1. With all features, train and evaluate the model performance, this performance value will be our “baseline”
2. For each feature we:
- Randomly permute the feature values on that column, make a new prediction using the new values of features, and evaluate the model (notice that no model re-training will be needed here)
- Then take the difference between the baseline and the new performance
- Multiply the resulting value by minus one
- Now we have the importance value for that feature
3. At the end we just sort the features by its importance values, so we can rank their relative importance

Now we can still compute feature importance estimates, but with a cost of a single backtest run for the whole feature set. Also, for highly correlated features, its importances won’t be nullified by each other. In an extreme case, if we have two identical features, the total importance will be distributed between the two of them.

Practical considerations

Because of the stochastic nature of this technique, the feature importances will have some level of variance between each different execution (or between each different seed value, if you use them when generating random numbers). To have better confidence in the estimates we may want to have a more stable measure, we can do that by running this algorithm multiple times, (with different random seeds, if you use them) and then take the average of the importances. However, the computation time will increase a bit, so it will be a trade-off we will need to make between the metric stability and the additional computation cost.

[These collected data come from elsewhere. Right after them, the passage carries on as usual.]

PR #389, opened 2022-05-11
Log exporter individual log splitting

damemi:
This sizes and splits individual log entries based on the default maximum quotas per cloud logging

### DIFF
--- a/exporter/collector/logs.go
+++ b/exporter/collector/logs.go
@@ -318,7 +318,8 @@ func (l logMapper) logToSplitEntries(
 
 	httpRequestAttr, ok := log.Attributes().Get(HTTPRequestAttributeKey)
 	if ok {
-		httpRequest, err := l.parseHTTPRequest(httpRequestAttr)
+		var httpRequest *logging.HTTPRequest
+		httpRequest, err = l.parseHTTPRequest(httpRequestAttr)
 		if err != nil {
 			l.obs.log.Debug("Unable to parse httpRequest", zap.Error(err))
 		}
@@ -371,10 +372,9 @@ func (l logMapper) logToSplitEntries(
 			endIndex = int(math.Floor((float64(i+1) / splits) * float64(len(payloadString))))
 		}
 		return entries, logName, nil
-	} else {
-		entry.Payload = payload
 	}
 
+	entry.Payload = payload
 	return []logging.Entry{entry}, logName, nil
 }
 
--- a/exporter/collector/logs.go
+++ b/exporter/collector/logs.go
@@ -25,13 +25,15 @@ import (
 
 	"cloud.google.com/go/logging"
 	loggingv2 "cloud.google.com/go/logging/apiv2"
+	"google.golang.org/genproto/googleapis/api/monitoredres"
+	monitoredrespb "google.golang.org/genproto/googleapis/api/monitoredres"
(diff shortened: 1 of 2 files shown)


exporter/collector/logs.go
```diff
@@ -283,41 +318,80 @@ func (l logMapper) logToEntry(
...
+		}
+		return entries, logName, nil
+	}
+
+	entry.Payload = payload
+	return []logging.Entry{entry}, logName, nil
 }
 
-func parseEntryPayload(logBody pcommon.Value) (interface{}, error) {
+func parseEntryPayload(logBody pcommon.Value, maxEntrySize int) (interface{}, float64, error) {
```
dashpole, line 381: Should we return an int instead of a float for the number of splits?

exporter/collector/logs.go
```diff
@@ -283,41 +318,80 @@ func (l logMapper) logToEntry(
...
+
+		// Start by assuming all splits will be even (this may not be the case)
+		startIndex := 0
+		endIndex := int(math.Floor((1.0 / splits) * float64(len(payloadString))))
+		for i := 1; i <= int(splits); i++ {
+			currentSplit := payloadString[startIndex:endIndex]
+
+			// If the current split is larger than the entry size, iterate until it is within the max
+			// (This may happen since not all characters are exactly 1 byte)
+			for len([]byte(currentSplit)) > l.maxEntrySize {
```
dashpole, line 363: This seems like it could be expensive in cases with high numbers of non-1-byte characters...  But it is probably fine to start

exporter/collector/logs.go
```diff
@@ -235,17 +262,25 @@ func (l logMapper) getLogName(log plog.LogRecord) (string, error) {
...
-) (logging.Entry, error) {
+) ([]logging.Entry, string, error) {
 	entry := logging.Entry{
 		Resource: mr,
 	}
 
+	// We can't just set logName on these entries otherwise the conversion to internal will fail
+	// We also need the logName here to be able to accurately calculate the overhead of entry
+	// metadata in case the payload needs to be split between multiple entries.
+	logName, err := l.getLogName(log)
```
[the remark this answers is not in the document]
damemi: makes sense, done

exporter/collector/logs.go
damemi: yeah, it's the same number of casts either way but it's a little easier to read as an int

exporter/collector/logs.go
damemi: I was thinking about this, the best I could come up with is a binary search. think that would optimize it?

dashpole: yes, but we can leave that as a follow-up if neccessary

exporter/collector/logs.go
```diff
@@ -182,38 +190,67 @@ func (l logMapper) createEntries(ld plog.Logs) ([]*logpb.LogEntry, error) {
...
 					continue
 				}
 
-				internalLogEntry, err := logging.ToLogEntry(entry, fmt.Sprintf("projects/%s", l.cfg.ProjectID))
-				if err != nil {
-					errors = append(errors, err)
-					continue
-				}
-				logName, err := l.getLogName(log)
+				splitEntries, logName, err := l.logToSplitEntries(
```
dashpole, line 202: we don't need to return logName from this anymore, right?

dashpole (approved):

PR #393, opened 2022-05-12
Update golangci-lint and reorder structs to satisfy the linter

dashpole:
Updating the linter produced warnings about linter deprecations.  `govet` also added a new linter error for struct alignment.

Reordering fields in public structs can be breaking if consumers initialize a struct without using named member arguments.  Public structs this impacts includes:

* exporter/collector.Config
* exporter/collector.ClientConfig
* exporter/collector.MetricConfig
* exporter/collector.LogConfig
* exporter/collector/integrationtest.MetricsTestServer
* exporter/collector/integrationtest.LogsTestServer
* exporter/collector/integrationtest.TestCase


exporter/collector/config.go
```diff
@@ -69,58 +66,19 @@ type AttributeMapping struct {
...
-	// customizing the naming of metrics. baseName already includes type
-	// suffixes for summary metrics, but does not (yet) include the domain prefix
-	GetMetricName func(baseName string, metric pmetric.Metric) (string, error)
-
-	// MapMonitoredResource is not exposed as an option in the configuration, but
-	// can be used by other exporters to extend the functionality of this
-	// exporter. It allows overriding the function used to map otel resource to
-	// monitored resource.
-	MapMonitoredResource func(pcommon.Resource) *monitoredrespb.MonitoredResource
+	GetMetricName                    func(baseName string, metric pmetric.Metric) (string, error)
```
bogdandrutu, line 69: Not sure about your rules, but this may be a breaking change if someone initializes a struct without using named member arguments.

dashpole: Yes, we do consider that a breaking change.  The exporter/collector package is currently unstable (and is only used by collector-contrib to my knowledge), so this is acceptable for now.  I called that out more clearly in the description

damemi (approved):

PR #396, opened 2022-05-19
Update end-to-end test server to implement resource detection scenario

dashpole:
This PR:

* Fixes the resource detection module name
* Changes naming of resource detection functions to match semantic convention names
* Adds a zone/region function for app engine
* Falls-back to region when zone is not found (needed to pass resource detection tests).
* Implements the detectResource scenario.

The e2e test below passes the resourceDetection scenario.


dashpole:
@aabmass where is "local" actually being run?  It seems to be on GCP somewhere, as the metadata server is available, but it doesn't appear to be on GCE, since machine-type isn't being found as an attribute.

aabmass:
> @aabmass where is "local" actually being run? It seems to be on GCP somewhere, as the metadata server is available, but it doesn't appear to be on GCE, since machine-type isn't being found as an attribute.

It just connects to the local docker daemon, so in CI it's running on Cloud Build. We are doing this so that the inner container can get ADC
https://github.com/GoogleCloudPlatform/opentelemetry-operations-go/blob/749b5eac90b76b6d47254f8067f067213c4f024a/cloudbuild-e2e-local.yaml#L33

See https://cloud.google.com/build/docs/build-config-file-schema#network.

dashpole:
I ended up adding a function to detect when we are on GCE.  That should help filter out other platforms (like cloud build) that we haven't implemented detection for.

dashpole:
All passing now!

e2e-test-server/endtoendserver/server.go
```diff
@@ -133,21 +137,113 @@ func (s *Server) respond(ctx context.Context, testID string, res *response) erro
 	return err
 }
 
-func newTraceProvider() (*sdktrace.TracerProvider, error) {
+func newTraceProvider(res *resource.Resource) (*sdktrace.TracerProvider, error) {
```
aabmass, line 140:
```suggestion
func newTracerProvider(res *resource.Resource) (*sdktrace.TracerProvider, error) {
```

aabmass (approved):

e2e-test-server/endtoendserver/server.go
dashpole: done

Another important thing to remember is to use separate training and validation sets for this procedure, and to evaluate the feature importances only on the validation set. Otherwise, we would not be generating estimates that generalize to unseen data in production, which is usually the goal for this whole method.

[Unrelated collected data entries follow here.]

PR #398, opened 2022-05-20
optionally configure service account impersonation

jmcarp:
Note: this replaces https://github.com/open-telemetry/opentelemetry-collector-contrib/pull/10173 per a suggestion from @dashpole.

GCP supports authentication using short-lived credentials obtained by
"impersonating" a service account. This is useful for cross-project
access, for example: a service account in one project is trusted to
impersonate a service account in another project and export metrics on
its behalf. This patch adds support for service account impersonation
for metrics, logs, and traces.

See https://cloud.google.com/iam/docs/impersonating-service-accounts for
details.

### DIFF
--- a/exporter/collector/config.go
+++ b/exporter/collector/config.go
@@ -30,11 +30,12 @@ const (
 
 // Config defines configuration for Google Cloud exporter.
 type Config struct {
-	LogConfig    LogConfig    `mapstructure:"log"`
-	ProjectID    string       `mapstructure:"project"`
-	UserAgent    string       `mapstructure:"user_agent"`
-	TraceConfig  TraceConfig  `mapstructure:"trace"`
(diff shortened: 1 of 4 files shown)


dashpole:
you can run `make fieldalignment` to fix the linter issue.  It might remove comments, so make sure to add any of those back in

exporter/collector/config.go
```diff
@@ -113,6 +114,12 @@ type MetricConfig struct {
 	EnableSumOfSquaredDeviation bool `mapstructure:"sum_of_squared_deviation"`
 }
 
+type ImpersonateConfig struct {
```
dashpole, line 117: Can you add a comment for this struct with basically the same content as in your PR title?

dashpole (commented):
looks good overall

dashpole (approved):

PR #399, opened 2022-05-20
Allow overriding location, cluster, and namespace using metric labels

dashpole:
With GMP, if you set "location", "cluster" or "namespace" labels on your metrics, they are [moved](https://github.com/GoogleCloudPlatform/prometheus-engine/blob/c4e6189ecd21fcc5333ec4c04f116b98701ff8ff/pkg/export/series_cache.go#L520) to the monitored resource from the set of labels.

Finally, if you happen to be using only linear models, it might be worth it relying on the linear coefficients instead, as it would incur zero computation costs and their relationship with the outputs could be somewhat simpler to understand.

Existing implementations

For concrete usage in Python, there are good open-source implementations for the Permutation Importance, which are well tested and supported. ELI5 is a package focused on model interpretation techniques, which includes a module for Permutation Importance. More recently, scikit-learn has also added a module for Permutation Importance, this is the actual implementation we chose to use given that we already use a lot from this package. Also, because of its simplicity, implementing the algorithm from scratch could be another reasonable option, especially if you would want to customize some aspects of the algorithm.

How we use it at Legiti

Currently, the permutation feature importances are the main feedback mechanism we use at Legiti for decisions regarding features. Both to evaluate which features would be most beneficial to add to our production models, and to validate our hypotheses regarding our intuitions on new features we are exploring.

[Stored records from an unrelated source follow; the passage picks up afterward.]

Issue #364, opened 2022-04-22
Support writing to multiple projects if project is set in resource


dashpole:
A user has a use-case in which metrics are sent with a project ID set in metadata.  They don't know which projects they will need to send to ahead of time.  This would likely have implications for batching, as I don't believe metrics for multiple projects can be batched together.

PR #402, opened 2022-05-25
Support writing to multiple gcp projects

dashpole:
Fixes https://github.com/GoogleCloudPlatform/opentelemetry-operations-go/issues/364.

This keeps things simple.  As we learned with https://github.com/GoogleCloudPlatform/opentelemetry-operations-go/pull/358, we can't do batching in the exporter asynchronously without losing self-observability metrics and the ability to return errors.  This PR splits the batch of metrics/traces/logs by project, and then sends each of those batches separately.

The precedence for determining project ID is:  `resource > config > credentials`

So if config is set to `project-1`, telemetry with `gcp.project.id=project-2` will be sent to project-2, and telemetry without  that attribute (or with `gcp.project.id=project-1`) will be sent to project-1.

One interesting thing that came up is that it is now possible to create the same metric name in two different projects.  To accommodate this, the CreateMetricDescriptor cache now uses `project/metric_type` as the key instead of just `metric_type`.

This does not implement multi-project mapping for the SDK metric exporter, as that will be rewritten once the new go SDK is released.


exporter/collector/integrationtest/metrics_integration_test.go
```diff
@@ -61,6 +64,7 @@ func TestIntegrationMetrics(t *testing.T) {
 		t.Run(test.Name, func(t *testing.T) {
 			test.SkipIfNeeded(t)
 			metrics := test.LoadOTLPMetricsInput(t, startTime, endTime)
+			setSecondProjectInMetrics(t, metrics)
```
aabmass, line 67: IIUC, this will override all of the metrics to send to the second project. Does anything get written to the first project anymore?

aabmass (approved):

exporter/collector/integrationtest/metrics_integration_test.go
dashpole: This will override all _existing_ `gcp.project.id` attributes in the input to send to the second project.  Everything that doesn't have a `gcp.project.id` attribute still goes to the first project.

exporter/collector/integrationtest/logs_integration_test.go
```diff
@@ -69,3 +73,18 @@ func TestIntegrationLogs(t *testing.T) {
...
 }
+
+// setSecondProjectInLogs overwrites the gcp.project.id resource attribute
+// with the contents of the SECOND_PROJECT_ID environment variable. This makes
+// the integration test send those logs to the specified second project.
+func setSecondProjectInLogs(t *testing.T, logs plog.Logs) {
+	for i := 0; i < logs.ResourceLogs().Len(); i++ {
+		rl := logs.ResourceLogs().At(i)
+		secondProject := os.Getenv(secondProjectEnv)
+		require.NotEmpty(t, secondProject, "set the SECOND_PROJECT_ID environment to run this test")
```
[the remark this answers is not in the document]
dashpole: done

exporter/collector/integrationtest/metrics_integration_test.go
```diff
@@ -72,3 +76,18 @@ func TestIntegrationMetrics(t *testing.T) {
...
 }
+
+// setSecondProjectInMetrics overwrites the gcp.project.id resource attribute
+// with the contents of the SECOND_PROJECT_ID environment variable. This makes
+// the integration test send those metrics to the specified second project.
+func setSecondProjectInMetrics(t *testing.T, metrics pmetric.Metrics) {
+	for i := 0; i < metrics.ResourceMetrics().Len(); i++ {
+		rm := metrics.ResourceMetrics().At(i)
+		secondProject := os.Getenv(secondProjectEnv)
+		require.NotEmpty(t, secondProject, "set the SECOND_PROJECT_ID environment to run this test")
```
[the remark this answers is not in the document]
dashpole: done

exporter/collector/integrationtest/metrics_integration_test.go
dashpole: I updated the comment on `setSecondProjectInMetrics` and `setSecondProjectInLogs` to make that clearer

PR #403, opened 2022-05-25
Test project ID in fixtures

dashpole:
We were previously normalizing the project ID because it was set via an env var for the fixture-based tests.  We can test this by simply setting it to a constant instead, and removing the normalization.  This will make it easier to test multi-project exporting: #402.

This also removes some extra cloud.account.id resource attributes from fixtures.

### DIFF
--- a/exporter/collector/integrationtest/testcase.go
+++ b/exporter/collector/integrationtest/testcase.go
@@ -19,7 +19,6 @@ import (
 	"encoding/json"
 	"fmt"
 	"io/ioutil"
-	"os"
 	"sort"
 	"testing"
 	"time"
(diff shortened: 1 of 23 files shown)


exporter/collector/integrationtest/testcase.go
```diff
@@ -349,7 +344,7 @@ func (tc *TestCase) SkipIfNeeded(t testing.TB) {
 func (tc *TestCase) CreateMetricConfig() collector.Config {
 	cfg := collector.DefaultConfig()
 	// If not set it will use ADC
```
aabmass, line 346: can remove this comment

aabmass (approved):
🚢

exporter/collector/integrationtest/testcase.go
dashpole: done

PR #404, opened 2022-05-26
Normalize timestamps in log tests

dashpole:
This way the time doesn't change each time the fixtures are regenerated.  This matches what we do in metric tests


damemi (approved):
thanks, this bugged me too but I wasn't sure how to fix it

Issue #614, opened 2023-03-16
Authenticating with `gcloud auth login` on GCE does not seem possible


braydonk:
The docs for the [Google Cloud Exporter in opentelemetry-collector-contrib](https://github.com/open-telemetry/opentelemetry-collector-contrib/tree/main/exporter/googlecloudexporter#google-cloud-exporter) suggest that I get credentials through the command `gcloud auth application-default login`. When I run `gcloud auth application-default login` on a GCE VM, I get the following JSON shape:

Another interesting usage we have been considering is to integrate it into our feature selection process with Optimus. Optimus is our in-house Auto-ML module for feature selection and hyper-parameter optimization. If you are interested to know a bit more, you are welcome to also check the article we wrote about it.

Summary

In this post, we gave an overview of the Permutation Importance technique. We have mostly focused on the overall intuition behind the algorithm, but if you are still interested you can find the complete details from the paper. Checking both the code and documentation in ELI5 and scikit-learn packages might also help bring a more concrete understanding of the mechanisms.

This has been an exceptionally useful tool to help in fighting fraud here at Legiti, but we believe it would also be as useful for any other predictive challenge.